PR #952, opened 2020-04-29
quarantine -> njha

nikhiljha:
it is I, quarantine


hieradata/nodes/quarantine.yaml
```diff
@@ -1,5 +1,4 @@
 # Enable outside operator users to login
 ocf::auth::ulogin: [["%{lookup('owner')}", 'ALL']]
```
cg505, line 2: you can delete this as well

PR #953, opened 2020-04-29
Matrix Federation 

expedited:
## Changes 
* Added JSON response to be served in puppet file
* Updated Apache configuration to specify path for puppet file and created an alias for this path. 

Addresses https://github.com/ocf/matrix/issues/1

### DIFF
--- a/modules/ocf_www/manifests/site/www.pp
+++ b/modules/ocf_www/manifests/site/www.pp
@@ -26,6 +26,11 @@ class ocf_www::site::www {
   include ocf_www::mod::php
   include ocf_www::mod::suexec
 
+  file {
+    '/var/www/html/.well-known/matrix/server':
+      source => 'puppet:///modules/ocf_www/matrix-server';
+  }
+
   # TODO: dev-death should add a robots.txt disallowing everything
   apache::vhost { 'www':
     servername          => 'www.ocf.berkeley.edu',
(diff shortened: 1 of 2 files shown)


modules/ocf_www/manifests/site/www.pp
```diff
@@ -56,6 +69,8 @@
           '%{REQUEST_URI} !^/icons/',
           # ...hide ocfweb metrics
           '%{REQUEST_URI} !^/metrics',
+    # ...and not if it's the matrix well-known file
+    '%{REQUEST_URI} !^/\.well-known/matrix',
```
nikhiljha, line 73: The indentation looked right when you were in vim but now it doesn't? Estoy confundido.

modules/ocf_www/manifests/site/www.pp
```diff
@@ -42,6 +49,12 @@
     request_headers     => ['set X-Forwarded-Proto https'],
     proxy_preserve_host => true,
 
+    aliases             => [
+      { alias => '/.well-known/matrix/server',
```
cg505, line 53: should probably put alias on its own line to be consistent with the other sections

modules/ocf_www/manifests/site/www.pp
cg505: ^^

expedited: I think the linter did that? I wonder if I try to fix it if it will do it again

expedited:
Thanks for handling @cg505 :)

cg505:
it didn't work tho :(

PR #954, opened 2020-04-30
Enable cgiirc support

jessicadong101:
Allows us to add WEBIRC support to lounge

### DIFF
--- a/hieradata/nodes/dev-flood.yaml
+++ b/hieradata/nodes/dev-flood.yaml
@@ -1,3 +1,2 @@
-ocf::auth::usudo: ['jessicadong', 'joyceguo']
 classes:
     - ocf_irc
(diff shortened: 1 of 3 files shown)


hieradata/nodes/dev-flood.yaml
```diff
@@ -1,2 +1,3 @@
+ocf::auth::usudo: ['jessicadong', 'joyceguo']
```
ja5087, line 1: Please remove this line

modules/ocf_irc/templates/inspircd.conf.erb
```diff
@@ -118,6 +119,12 @@
 #          port="3306"
 #          id="irc">
 
+<cgiirc opernotice="yes">
+
+<cgihost type="webirc"
+	 mask="169.229.226.0/24"
```
ja5087, line 125: Can you align this with the rest of the block?

PR #959, opened 2020-05-11
setup bookstack domain

nikhiljha:
This is open to suggestions, but I think `help` is fine.


ja5087:
You will also need the corresponding PR in ocf/dns

nikhiljha:
@ja5087 thanks

Looks like that's root only `ldap_modify: Insufficient access (50)` though :(

Gotta wait for someone with root to hop in discord again asdhghad

PR #962, opened 2020-05-12
log outbound request on death

ja5087:
this was approved by the board of directors on 2020-05-04

god bless if you run dmesg without `-l` after this

### DIFF
--- a/hieradata/common.yaml
+++ b/hieradata/common.yaml
@@ -29,6 +29,8 @@ internal_zone_exceptions:
     - dev-death
 
 # IPv4 and IPv6 src ranges for types of servers
+ocf_ipv4_mask: 169.229.226.0/24
+ocf_ipv6_mask: 2607:f140:8801::/48
 internal_zone_range_4: 169.229.226.3-169.229.226.90
 desktop_src_range_4: 169.229.226.100-169.229.226.139
 staffvm_src_range_4: 169.229.226.200-169.229.226.252
--- a/modules/ocf_www/files/iptables-log.conf
+++ b/modules/ocf_www/files/iptables-log.conf
@@ -1,0 +1,4 @@
+# Send iptables logs to a separate file
+# Must come before others to prevent other rules from recording first
+:msg,contains,"[iptables] " /var/log/iptables.log
+& ~
--- a/modules/ocf_www/files/iptables-log.conf
+++ b/modules/ocf_www/files/iptables-log.conf
@@ -1,5 +1,5 @@
 # Send iptables logs to a separate file
 # Must come before others to prevent other rules from recording first
 :msg, contains, "[iptables-outbound] " /var/log/iptables.log
-# Clear all messages already recorded
+# Prevent other rules from matching messages already recorded
 & ~
--- a/modules/ocf_www/files/iptables-log.conf
+++ b/modules/ocf_www/files/iptables-log.conf
@@ -1,4 +1,5 @@
 # Send iptables logs to a separate file
 # Must come before others to prevent other rules from recording first
-:msg,contains,"[iptables] " /var/log/iptables.log
+:msg, contains, "[iptables-outbound] " /var/log/iptables.log
+# Clear all messages already recorded
 & ~
--- a/modules/ocf_www/files/iptables-logrotate
+++ b/modules/ocf_www/files/iptables-logrotate
@@ -4,5 +4,5 @@
 	missingok
 	rotate 5
 	compress
-	compresscmd xz
+	compresscmd gzip
 }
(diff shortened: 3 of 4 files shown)


modules/ocf_www/manifests/logging.pp
```diff
@@ -7,6 +7,29 @@
     require => Package['nfs-kernel-server'],
   }
 
+  # log outbound requests
+  firewall_multi {
+    '101 log outbound request on death (v4)':
```
ja5087, line 12: this is not nice (I'd like to use firewall46) but ip6tables will complain if you give it ipv4 and vice versa

modules/ocf_www/files/iptables-log.conf
```diff
@@ -0,0 +1,4 @@
+# Send iptables logs to a separate file
+# Must come before others to prevent other rules from recording first
+:msg,contains,"[iptables] " /var/log/iptables.log
```
jvperrin, line 3: It's be nice if you could make this more specific since I could see other messages containing `[iptables] ` potentially, but that's not a big deal if some logs are sent to the wrong file. Looks like you could have a combination of this one plus another filter that it starts with `kernel` and that might work? That or maybe doing `[iptables] IN=` here to be more specific.

Maybe add some spaces in between commas to make it a bit more readable?

Might also need log rotation on this, not sure if that'll be done for you or not. Probably can wait and see on that one though.

modules/ocf_www/manifests/logging.pp
jvperrin: This could be good as a code comment, but anyway thanks for mentioning it here, that was useful

kpengboy: You can at least use a `default` resource to cut down on repetition though.

modules/ocf_www/manifests/logging.pp
```diff
@@ -7,6 +7,29 @@
...
+        provider    => 'iptables',
+        chain       => 'PUPPET-OUTPUT',
+        outiface    => '! lo',
+        jump        => 'LOG',
+        destination => '! 169.229.226.0/24',
```
kpengboy, line 17: Here and below: is it possible to get this netblock from Hiera or the `ocf::networking` class, instead of duplicating it?

modules/ocf_www/files/iptables-log.conf
```diff
@@ -0,0 +1,5 @@
+# Send iptables logs to a separate file
+# Must come before others to prevent other rules from recording first
+:msg, contains, "[iptables-outbound] " /var/log/iptables.log
+# Clear all messages already recorded
```
kpengboy, line 4: Perhaps "prevent other rules from matching messages already recorded"?

Baisang:
Project idea: also send these logs to Kafka, and deploy some stream processing application so that if you see a bunch of outbound requests to the same domain/host/whatever within X minute window, fire an email alert

modules/ocf_www/manifests/logging.pp
cg505: @kpengboy++, or map on an array with the two destinations

ja5087: `default` is really neat, thanks

modules/ocf_www/manifests/logging.pp
ja5087: I don't think we have this stored and while it's in the networking class I'm not sure how to get it out of there

modules/ocf_www/files/iptables-logrotate
```diff
@@ -0,0 +1,8 @@
+# Logrotate configuration for logging iptables
+/var/log/iptables-outbound.log {
+	weekly
+	missingok
+	rotate 5
+	compress
+	compresscmd xz
```
cg505, line 7: is there a reason we're using xz here when everything else uses gz?

hieradata/common.yaml
```diff
@@ -29,6 +29,8 @@ internal_zone_exceptions:
     - dev-death
 
 # IPv4 and IPv6 src ranges for types of servers
+ocf_ipv4_mask: 169.229.226.0/24
+ocf_ipv6_mask: 2607:f140:8801::/48
```
cg505, line 33: nice, we should probably look for other places where we can use this (in another PR)

modules/ocf_www/files/iptables-logrotate
ja5087: I figured we'd get slightly better compression since the logs could blow up. I just tested it and xz was ~30% better than gz which compressed at 11x, although it took a lot more time. I can change it back.

PR #963, opened 2020-05-12
Rename devuan to devuan-cd

ja5087:
I talked to the devuan maintainers and it seems we'd be really useful as a package mirror, so that's definitely a todo for the future.


ja5087:
> 
> 
> You'll probably also have to do a `sudo mv /opt/mirrors/project/devuan /opt/mirrors/project/devuan-cd` unless you want to resync it all? Anyway, seems reasonable

Yeah, that's running in a tmux session right now

PR #967, opened 2020-05-13
change spamassasin scoring and whitelists

cg505:
this needs to be tested still. ~also, internal networks should be updated~


daradib:
The required_score was set aggressively because false negatives are especially painful for mail forwarding: lowering our mail reputation and generating bounces when the provider we forward to (e.g., Gmail) rejects our mail. Since we always reject, at least the sender is aware of false positives. I bet there's enough spam sent to domains hosted by us that even 1% false negatives would result in us sending more spam than ham.

daradib:
By the way, the armresearch.com whitelist can be dropped. We used to pay them for a yearly subscription to MessageSniffer/SNF4SA.

cg505:
> The required_score was set aggressively because false negatives are especially painful for mail forwarding

Reverted that change for now.

PR #1494, opened 2023-06-14
Deprecate docker update and host update

pablomendezroyo:
Deprecate docker update and host update. These functionalities are critical and must be reviewed and updated:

TASK STATEMENT
Only a number is wanted here: how many lines of the material contain the string "another".

ANSWER BOX
2